Better than Hard Zelda
Hyper Light Drifter is a game that looked cool on Kickstarter, but I passed on backing it. Then it came out and it still looked cool, but I'd read a lot of comparisons to Zelda and notes on high difficulty, so I passed. Zelda's not a series I have a lot of love for, and I'm not attracted to games that get a lot of buzz just for being difficult. However, when it got a lot of love during the Giant Bomb game of the year deliberations, I finally took it as a hint that it might be more than Hard Zelda.
The good news is that it is more than Hard Zelda. The action is much more varied and nuanced than classic Zelda. It requires taking a hit-and-run approach more often than not, and the game loves ambushes and overwhelming numbers. It's a game where I had to be prepared for almost anything because it'd suddenly trap me behind a wall and drop a dozen enemies in the room.

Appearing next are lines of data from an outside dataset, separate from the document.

PR #1422, opened 2022-03-29
WEBUI-724: add pr checks for 10.10

richardsd:


.github/workflows/ftest.yaml
```diff
@@ -0,0 +1,320 @@
...
+    branches:
+      - '10.10'
+  pull_request:
+    branches:
+      - '10.10'
+
+env:
+  REFERENCE_BRANCH: '10.10'
+  ELEMENTS_REFERENCE_BRANCH: 'maintenance-2.4.x'
+  NPM_REPOSITORY: https://packages.nuxeo.com/repository/npm-public/
```
semisse: don't we need to pass this value as a string?

.github/workflows/ftest.yaml
```diff
@@ -0,0 +1,320 @@
...
+          bower install && npm install
+          popd
+
+      - name: Lint Web UI
+        run: |
+          pushd nuxeo-web-ui
+          npm run lint
+          popd
+
+      - name: Link elements to Web UI
```
semisse:
```suggestion
      - name: Link Nuxeo Elements to Web UI
```

semisse (dismissed):

.github/workflows/ftest.yaml
richardsd: No, everything is a string, we should probably try to remove all the '' in here.

.github/workflows/ftest.yaml
richardsd: I didn't use `Nuxeo Elements` just to make it clear that we are linking all the core, ui and dataviz elements. 
Do you think that using `Nuxeo Elements` is clear enough? 
Thanks Sam

.github/workflows/ftest.yaml
```diff
@@ -0,0 +1,320 @@
...
+      - name: Archive packages
+        if: always()
+        uses: actions/upload-artifact@v2
+        with:
+          name: packages
+          path: |
+            # HACK - removed the SNAPSHOT because of sed
+            # plugin-nuxeo-web-ui/marketplace/target/nuxeo-web-ui-marketplace-*-SNAPSHOT.zip
+            plugin-nuxeo-web-ui/marketplace/target/nuxeo-web-ui-marketplace-*.zip
+            plugin-nuxeo-web-ui/marketplace-itests/target/nuxeo-web-ui-marketplace-itests-*.zip
```
richardsd: Missing a new line here.

semisse (approved):

.github/workflows/ftest.yaml
```diff
@@ -0,0 +1,309 @@
...
+                <server>
+                  <id>maven-internal</id>
+                  <username>${{ secrets.PACKAGES_AUTH_USER }}</username>
+                  <password>${{ secrets.PACKAGES_AUTH_TOKEN }}</password>
+                </server>
+              </servers>
+              </settings>' > ~/.m2/settings.xml
+
+      - name: Checkout the nuxeo-elements repo
+        uses: actions/checkout@v2
```
Gabez0r, line 121: Any particular reason not to be using v3? I'm ok with using v2 for consistency with other, btw.

Gabez0r (approved):
LGTM

.github/workflows/ftest.yaml
richardsd: No particular reason. It was released last month and the major difference is the nodejs runtime update to version 16 https://github.com/actions/checkout#whats-new. I'm ok with using v2 for consistency too.

PR #1432, opened 2022-04-21
WEBUI-209: improve a11y in nuxeo-document-tree

semisse:


richardsd (dismissed):

richardsd (approved):

elements/nuxeo-document-tree/nuxeo-document-tree.js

A sorrowful tone permeates the game. The drifter regularly goes into (scripted) coughing fits between fights, leaving behind pools of blood. The landscapes are littered with skeletons and remains and the color palette is muted. It's style is more Saturday morning cartoon than Warhammer 40K, but still evokes grim imagery. Combined with an amazing Disasterpeace soundtrack, it sets a perfect mood to explore the world, kill monsters, and die slowly.
Where it doesn't really work is in the story and characters. The only written dialog is in a cypher scrawled on monoliths hidden throughout the world. The rest is conveyed through images; when you talk to anyone that has something to say, you hear sounds but see pictures of what they're describing. It's not always clear what the message is. There's a short cutscene at the start, and a short one at the ending. Between those, if you find enough puzzle pieces in each of the four regions of the world, you'll get another short cutscene. They're not particularly revealing. As far as characters go, there's one other character with any sort of agency. You'll find them amid a pile of enemy bodies, and they'll mark where the boss is on your map. Hyper Light Drifter is a lonely game by design, but it suffers from having so many NPCs around that do basically nothing. There's more in this world, and they're not saying anything about it.
This is a bummer because it feels like all of this sorrow should have something to say and it just doesn't. It's a beautiful, dark game with some fantastic gameplay, but there's not much to the mystery. It's only skin deep. But the challenge will get you through it, if you're hooked by the combat loop, and it's well worth playing for that reason. I don't want to play a game that frustrates me, and Hyper Light Drifter nails difficult without getting too close to unfair.